Out of necessity, Lucy's fingers tightened around his, clinging to him with her eyes scrunched closed as she took in several deep breaths. As much as he wanted there to be something he could say or do to make this situation better for her, there was nothing he could do to change their circumstances. So, to that end, he said nothing. Just held her hand, his thumb brushing absently across the inside of her wrist.
It wasn't until Lucy's eyes opened, widening slightly, and dipped to their joined hands that he realized he was doing it.
What was he thinking?
He had no business comforting this woman.
None at all.
Knowing he should stop, withdraw his hand, and keep things as distant between them as possible didn't seem to help. For some reason, he couldn't seem to stop. There were so many things he wished he could explain, so many questions he wished he could ask, but in the end none of it would change a thing.
Abruptly, he released his hold on Lucy's hand before he did something stupid like pull her flush against him and kiss her until they both forgot everything else, including their own names. It was tempting, the kiss would be phenomenal, Zander already knew that. This woman was so smart, logical, and practical on the outside, but he was positive that if you could get her to lose control, she would be all fiery passion on the inside.

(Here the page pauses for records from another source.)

PR #2087, opened 2024-10-10
Ignore errors caused by cancelling a pipeline job

labkey-tchad:
#### Rationale
Recent changes made cancelling pipeline jobs more aggressive, which can cause some server-side errors.

#### Related Pull Requests
- https://github.com/LabKey/platform/pull/5892

#### Changes
- Ignore errors caused by cancelling a pipeline job

### DIFF
--- a/src/org/labkey/test/ClientErrorAssertionError.java
+++ b/src/org/labkey/test/ClientErrorAssertionError.java
@@ -1,8 +1,12 @@
 package org.labkey.test;
 
-public class ClientErrorAssertionError extends AssertionError
+/**
+ * Indicates that a client-side error was found in the server's error log
+ * Requires the 'javascriptErrorServerLogging' optional feature to be enabled on the server
+ */
+public class ClientErrorAssertionError extends ServerErrorAssertionError
 {
-    public ClientErrorAssertionError(Object detailMessage)
+    public ClientErrorAssertionError(String detailMessage)
     {
         super(detailMessage);
     }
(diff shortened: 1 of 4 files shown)


src/org/labkey/test/ClientErrorAssertionError.java
```diff
@@ -0,0 +1,9 @@
+package org.labkey.test;
+
+public class ClientErrorAssertionError extends AssertionError
```
labkey-jeckels: Having `Error` in the class name makes sense but reads strangely. A line of JavaDoc on intended use here and in the server-side equivalent would be nice.

src/org/labkey/test/ClientErrorAssertionError.java
```diff
@@ -0,0 +1,9 @@
...
+{
+    public ClientErrorAssertionError(Object detailMessage)
```
labkey-jeckels: AssertionError is very atypical of Throwable subclasses in taking an Object for its constructor. It really wants a String or a Throwable. I'd suggest using String as the argument type here.

src/org/labkey/test/tests/PipelineCancelTest.java
```diff
@@ -52,10 +53,23 @@ public void testSteps()
...
         goToProjectHome();
         assertTextPresent("This folder does not contain a study."); //part of the import will be done, but it shouldn't have gotten to participants.
+
+        try
+        {
+            checkErrors();
+        }
+        catch (ServerErrorAssertionError error)
+        {
+            log("Ignoring server errors cause by cancelling pipeline job");
```
labkey-jeckels:
```suggestion
            log("Ignoring server errors caused by cancelling pipeline job");
```

labkey-jeckels (approved):

PR #2088, opened 2024-10-10
Update API key tests to use ApiKeyPanel and ApiKeyDialog

labkey-tchad:
#### Rationale
Tests should use shared components when able. `ApiKeyPanel` should live in `testAutomation` since it isn't specific to sample manager.

#### Related Pull Requests
* https://github.com/LabKey/nlp/pull/251
* https://github.com/LabKey/limsModules/pull/816

#### Changes
* Update API key tests to use ApiKeyPanel and ApiKeyDialog
* Relocate ApiKeyPanel and ApiKeyDialog to `org.labkey.test.components.core`

### DIFF
--- a/src/org/labkey/test/components/core/ApiKeyDialog.java
+++ b/src/org/labkey/test/components/core/ApiKeyDialog.java
@@ -1,10 +1,11 @@
-package org.labkey.test.credentials;
+package org.labkey.test.components.core;
 
 import org.labkey.test.Locator;
 import org.labkey.test.components.bootstrap.ModalDialog;
 import org.labkey.test.components.html.Input;
 import org.openqa.selenium.WebDriver;
 import org.openqa.selenium.WebElement;
+import org.openqa.selenium.support.ui.ExpectedConditions;
 
 import java.awt.*;
 import java.awt.datatransfer.DataFlavor;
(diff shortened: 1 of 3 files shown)


src/org/labkey/test/components/core/ApiKeyDialog.java
```diff
@@ -27,7 +28,10 @@ public ApiKeyDialog(WebDriver driver, String title)
     public ApiKeyDialog generateApiKey()
     {
         elementCache().generateApiKeyButton.click();
-        return new ApiKeyDialog(getDriver(), _title);
+        getWrapper().shortWait().until(ExpectedConditions.invisibilityOf(elementCache().descriptionInput.getComponentElement()));
+        clearElementCache();
+        getWrapper().shortWait().until(ExpectedConditions.visibilityOf(elementCache().inputField.getComponentElement()));
+        return this;
```
labkey-susanh, line 34: I would have thought using `this` might produce a stale element exception. If not, then so much the better.

labkey-susanh (approved):

src/org/labkey/test/components/core/ApiKeyDialog.java
labkey-tchad: The body of the dialog does go stale (hence the `clearElementCache`) but the outer div of the dialog is stable.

With her wild blonde mane of silky locks and those huge, long-lashed baby blues, the kind of eyes you could drown in, he didn't have to guess to know that Lucy would be amazing in bed. Once she let her inner goddess out there would be no stopping her. She'd be tight, and hot, and wet, and a breathy moan would tumble through those plump lips as her head tipped back in pleasure.
Picturing what Lucy would be like in bed was a dangerous game, and one he better stop playing before he wound up making an already bad situation that much worse.
Without a word, he climbed through the mangled side of the plane, jumping the three feet down to the jungle floor, then turned to help Lucy down. While she didn't pull away from him, resisting his help, her body was stiff as his hands grasped her hips and he lifted her down.
When he started walking, Lucy followed. Whether he could expect her to stay close or not, for now at least, she seemed too weak and tired to try anything, but he couldn't let his guard down. Lucy was smart and resourceful, and he wouldn't put it past her to try something.
The last thing he wanted to do was hurt the woman, but the facts were, he had to get her to his intended destination. There were no other choices or at least none he could consider. So even though he didn't want to, he would do whatever it took to get her there.
Don't make me hurt you, Lucy.
I've caused enough pain.
Been responsible for enough deaths.
I don't need anything else on my conscience.